The genuine NMSSM couplings of a singlet to stops are seen to follow the pattern mentioned above, i.e. they give rise to contributions of \({\mathcal {O}}(\lambda Y_t)\) (third and fourth column in Table 1) or \({\mathcal {O}}(\lambda ^2)\) (fifth column), whereas the MSSM-like contributions are of \({\mathcal {O}}(Y_t^2)\) (second column). Those different patterns do not only indicate a distinction between the MSSM-like and the genuine NMSSM contributions, but also give rise to a significant numerical suppression⁴ of the genuine NMSSM contributions w.r.t. the MSSM-like ones for \(\lambda < Y_t\). If one demands validity of perturbation theory up to the GUT scale, this relation is always fulfilled, since then \(\lambda \) and \(\kappa \) are bound from above [12] by

$$\begin{aligned} \lambda ^2 + \kappa ^2 \lesssim 0.5, \end{aligned}$$

(32)

so that \(\lambda \lesssim 0.7\), where the largest values are only allowed for vanishing \(\kappa \). The size of the genuine NMSSM contributions will be discussed numerically in the following sections.

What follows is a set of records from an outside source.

PR #2080, opened 2023-04-04
Compute velocity using central difference

### LINKED ISSUE #2077: Use a "central difference" when calculating velocities in Servo
For lines like this:

https://github.com/ros-planning/moveit2/blob/06e5a0b29107432c8a42e1986d356193383347b8/moveit_ros/moveit_servo/src/servo_calcs.cpp#L783

h/t to @kylc

Reference:  https://dmpeli.math.mcmaster.ca/Matlab/Math4Q3/NumMethods/Lecture3-1.html

ibrahiminfinite:
### Description

This PR changes the calculations in `ServoCalcs` to use the central difference to compute the joint velocities more accurately.

Fixes #2077 

### Checklist

### DIFF
--- a/moveit_ros/moveit_servo/include/moveit_servo/servo_calcs.h
+++ b/moveit_ros/moveit_servo/include/moveit_servo/servo_calcs.h
@@ -278,6 +278,7 @@ protected:
   // internal_joint_state_ is used in servo calculations. It shouldn't be relied on to be accurate.
   // original_joint_state_ is the same as incoming_joint_state_ except it only contains the joints the servo node acts
   // on.
+  // last_joint_state_ caches the previous `original_joint_state_`
   sensor_msgs::msg::JointState internal_joint_state_, original_joint_state_, last_joint_state_;
   std::map<std::string, std::size_t> joint_state_name_map_;
 
--- a/moveit_ros/moveit_servo/include/moveit_servo/servo_calcs.h
+++ b/moveit_ros/moveit_servo/include/moveit_servo/servo_calcs.h
@@ -278,7 +278,7 @@ protected:
   // internal_joint_state_ is used in servo calculations. It shouldn't be relied on to be accurate.
   // original_joint_state_ is the same as incoming_joint_state_ except it only contains the joints the servo node acts
   // on.
-  sensor_msgs::msg::JointState internal_joint_state_, original_joint_state_;
+  sensor_msgs::msg::JointState internal_joint_state_, original_joint_state_, last_joint_state_;
   std::map<std::string, std::size_t> joint_state_name_map_;
 
   // Smoothing algorithm (loads a plugin)
--- a/moveit_ros/moveit_servo/src/servo_calcs.cpp
+++ b/moveit_ros/moveit_servo/src/servo_calcs.cpp
@@ -366,10 +366,10 @@ void ServoCalcs::calculateSingleIteration()
   // After we publish, status, reset it back to no warnings
   status_ = StatusCode::NO_WARNING;
 
-  // original_joint_state_ contains state x(t - 1)
-  // internal_joint_state_ will be updated with the state x(t + dt) in this iteration.
-  // last_joint_state_ will preserve the state x(t - dt) for this iteration to be used in central difference.
-  // original_joint_state_ will get updated with current state x(t) in updateJoints()
+  // original_joint_state_ contains state q(t - dt)
+  // internal_joint_state_ will be updated with the state q(t + dt) in this iteration.
+  // last_joint_state_ will preserve the state q(t - dt) for this iteration to be used in central difference.
+  // original_joint_state_ will get updated with current state q(t) in updateJoints()
   last_joint_state_ = original_joint_state_;
 
   // Always update the joints and end-effector transform for 2 reasons:
@@ -784,14 +784,14 @@ bool ServoCalcs::applyJointUpdate(const Eigen::ArrayXd& delta_theta, sensor_msgs
   smoother_->doSmoothing(joint_state.position);
 
   // Lambda that calculates velocity using central difference.
-  // (x(t + dt) - x(t - dt)) / ( 2 * dt )
+  // (q(t + dt) - q(t - dt)) / ( 2 * dt )
   auto compute_velocity = [&](const double& next_pos, const double& previous_pos) {
     return (next_pos - previous_pos) / (2 * parameters_->publish_period);
   };
 
   // Transform that applies the lambda to all joints.
-  // joint_state contains the future position x(t + dt)
-  // last_joint_state contains past position x(t - dt)
+  // joint_state contains the future position q(t + dt)
+  // last_joint_state contains past position q(t - dt)
   std::transform(joint_state.position.begin(), joint_state.position.end(), last_joint_state_.position.begin(),
                  joint_state.velocity.begin(), compute_velocity);
 
--- a/moveit_ros/moveit_servo/src/servo_calcs.cpp
+++ b/moveit_ros/moveit_servo/src/servo_calcs.cpp
@@ -366,6 +366,12 @@ void ServoCalcs::calculateSingleIteration()
   // After we publish, status, reset it back to no warnings
   status_ = StatusCode::NO_WARNING;
 
+  // original_joint_state_ contains state x(t - 1)
+  // internal_joint_state_ will be updated with the state x(t + dt) in this iteration.
+  // last_joint_state_ will preserve the state x(t - dt) for next iteration to be used in for central difference.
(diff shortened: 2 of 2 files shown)


AndyZe:
My first impression from testing it out in simulation is that the behavior doesn't change noticeably. That's a good sign  :+1:

moveit_ros/moveit_servo/include/moveit_servo/servo_calcs.h
```diff
@@ -278,7 +278,7 @@ class ServoCalcs
   // internal_joint_state_ is used in servo calculations. It shouldn't be relied on to be accurate.
   // original_joint_state_ is the same as incoming_joint_state_ except it only contains the joints the servo node acts
   // on.
-  sensor_msgs::msg::JointState internal_joint_state_, original_joint_state_;
+  sensor_msgs::msg::JointState internal_joint_state_, original_joint_state_, last_joint_state_;
```
AndyZe, line 281: Let's add a comment above this. Here's my suggestion, feel free to modify it.
```suggestion
  // last_joint_state_ caches the previous `original_joint_state_`
  sensor_msgs::msg::JointState internal_joint_state_, original_joint_state_, last_joint_state_;
```

moveit_ros/moveit_servo/src/servo_calcs.cpp
```diff
@@ -366,6 +366,12 @@ void ServoCalcs::calculateSingleIteration()
   // After we publish, status, reset it back to no warnings
   status_ = StatusCode::NO_WARNING;
 
+  // original_joint_state_ contains state x(t - 1)
+  // internal_joint_state_ will be updated with the state x(t + dt) in this iteration.
+  // last_joint_state_ will preserve the state x(t - dt) for this iteration to be used in central difference.
+  // original_joint_state_ will get updated with current state x(t) in updateJoints()
```
AndyZe, line 372: I appreciate the explanation here!

I think you should do the caching at the end of each iteration, though. That seems to flow better. Can you move this code to L513 instead?

```
  // Cache the state for a finite difference calculation in the next iteration
  // last_joint_state_ = original_joint_state_;
```

moveit_ros/moveit_servo/src/servo_calcs.cpp
```diff
@@ -777,12 +783,17 @@ bool ServoCalcs::applyJointUpdate(const Eigen::ArrayXd& delta_theta, sensor_msgs
...
   smoother_->doSmoothing(joint_state.position);
 
-  for (std::size_t i = 0; i < joint_state.position.size(); ++i)
-  {
-    // Calculate joint velocity
-    joint_state.velocity[i] =
-        (joint_state.position.at(i) - original_joint_state_.position.at(i)) / parameters_->publish_period;
-  }
+  // Lambda that calculates velocity using central difference.
+  // (x(t + dt) - x(t - dt)) / ( 2 * dt )
```
AndyZe, line 787: Let's use `q(t)` and `q(t + dt)` everywhere, instead of `x(t)` and `x(t + dt)`? Because we're in the joint domain.

```suggestion
  // (q(t + dt) - q(t - dt)) / ( 2 * dt )
```

moveit_ros/moveit_servo/src/servo_calcs.cpp
```diff
@@ -777,12 +783,17 @@ bool ServoCalcs::applyJointUpdate(const Eigen::ArrayXd& delta_theta, sensor_msgs
...
+  auto compute_velocity = [&](const double& next_pos, const double& previous_pos) {
+    return (next_pos - previous_pos) / (2 * parameters_->publish_period);
+  };
+
+  // Transform that applies the lambda to all joints.
+  // joint_state contains the future position x(t + dt)
+  // last_joint_state contains past position x(t - dt)
+  std::transform(joint_state.position.begin(), joint_state.position.end(), last_joint_state_.position.begin(),
+                 joint_state.velocity.begin(), compute_velocity);
```
AndyZe, line 796: This looks correct to me  :+1:

moveit_ros/moveit_servo/src/servo_calcs.cpp
```diff
@@ -777,12 +783,17 @@ bool ServoCalcs::applyJointUpdate(const Eigen::ArrayXd& delta_theta, sensor_msgs
...
-  }
+  // Lambda that calculates velocity using central difference.
+  // (x(t + dt) - x(t - dt)) / ( 2 * dt )
+  auto compute_velocity = [&](const double& next_pos, const double& previous_pos) {
+    return (next_pos - previous_pos) / (2 * parameters_->publish_period);
+  };
+
+  // Transform that applies the lambda to all joints.
+  // joint_state contains the future position x(t + dt)
+  // last_joint_state contains past position x(t - dt)
```
AndyZe, line 794:
```suggestion
  // joint_state contains the future position q(t + dt)
  // last_joint_state contains past position q(t - dt)
```

AndyZe (commented):
Thanks a lot! I'll see if I can get somebody to test it on a real robot.

moveit_ros/moveit_servo/src/servo_calcs.cpp
AndyZe, line 372:
```suggestion
  // original_joint_state_ contains state q(t - dt)
  // internal_joint_state_ will be updated with the state q(t + dt) in this iteration.
  // last_joint_state_ will preserve the state q(t - dt) for this iteration to be used in central difference.
  // original_joint_state_ will get updated with current state x(t) in updateJoints()
```

moveit_ros/moveit_servo/include/moveit_servo/servo_calcs.h
ibrahiminfinite: Thanks . I forgot to add this.

moveit_ros/moveit_servo/src/servo_calcs.cpp
ibrahiminfinite: Makes sense , lets go with `q`

moveit_ros/moveit_servo/src/servo_calcs.cpp
ibrahiminfinite: Sophistication !

moveit_ros/moveit_servo/src/servo_calcs.cpp
```diff
@@ -777,12 +783,17 @@ bool ServoCalcs::applyJointUpdate(const Eigen::ArrayXd& delta_theta, sensor_msgs
...
 
-  for (std::size_t i = 0; i < joint_state.position.size(); ++i)
-  {
-    // Calculate joint velocity
-    joint_state.velocity[i] =
-        (joint_state.position.at(i) - original_joint_state_.position.at(i)) / parameters_->publish_period;
-  }
+  // Lambda that calculates velocity using central difference.
+  // (q(t + dt) - q(t - dt)) / ( 2 * dt )
+  auto compute_velocity = [&](const double& next_pos, const double& previous_pos) {
```
sea-bass, line 788: nit, but there's no need to pass basic types like double by reference here

AndyZe: yep, it actually hurts performance (a bit...)

ibrahiminfinite: Would it not be faster than pass by value which makes a copy ?

AndyZe: it's a complex question but our rule of thumb is what Sebastian commented

https://blog.bytellect.com/software-development/cplusplus/which-is-faster-in-cplusplus-call-by-value-call-by-reference-or-call-by-pointer/

ibrahiminfinite: Oh nvm, it is slower for basic types, due to unnecessary extra memory access.

sea-bass: tl;dr the address for basic types basically uses the same memory as the payload itself, so pass-by-reference only pays off when the data types are nontrivial

ibrahiminfinite: Might also be good to restrict the variables captured by the lambda to just the 3 arrays it access?

AndyZe: I don't think that will matter from a performance standpoint

AndyZe (approved):

ibrahiminfinite:
Is this still in testing?

AndyZe:
Waiting for a second "maintainer" to review it. It worked well when I tried it.

sjahr (approved):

3 Incorporation of higher-order contributions

The masses of the \({\mathcal {CP}}\)-even Higgs bosons are obtained from the complex poles of the full propagator matrix. The inverse propagator matrix for the three \({\mathcal {CP}}\)-even Higgs bosons \(h_i\) from Eq. (9) is a \(3 \times 3\) matrix that reads

$$\begin{aligned} \Delta ^{-1}{\left( k^2\right) } = i\left[ k^2\mathbbm {1} - \mathcal {M}_{hh} + \hat{\Sigma }_{hh}{\left( k^2\right) } \right] . \end{aligned}$$

(33)

Here \(\mathcal {M}_{hh}\) denotes the diagonalised mass matrix of the \({\mathcal {CP}}\)-even Higgs fields at tree level, and \(\hat{\Sigma }_{hh}\) denotes their renormalised self-energy corrections.⁵ The three complex poles of the propagator in the \({\mathcal {CP}}\)-even Higgs sector are given by the values of the external momentum k for which the determinant of the inverse propagator-matrix vanishes,

$$\begin{aligned} \det \left[ \Delta ^{-1}{\left( k^2\right) } \right] _{k^2 = m_{h_i}^2 - i\Gamma _{h_i} m_{h_i}} \overset{!}{=} 0 , \quad i \in \{1,2,3\}. \end{aligned}$$

(34)

Table 2 Definition of the sample scenario, S. All dimensionful parameters are given in \(\mathrm{GeV}\). All \(\overline{\text {DR}}\)-parameters are defined at \(m_t^{\overline{\text {MS}}}{\left( m_t\right) }\). All stop-parameters are on-shell parameters. As indicated by the superscript “(GUT)”, \(M_1\) is related to \(M_2\) by the usual GUT relation, \(M_1^{(\text {GUT})} = 5 s_\mathrm{w}^2/(3 c_\mathrm{w}^2) M_2\)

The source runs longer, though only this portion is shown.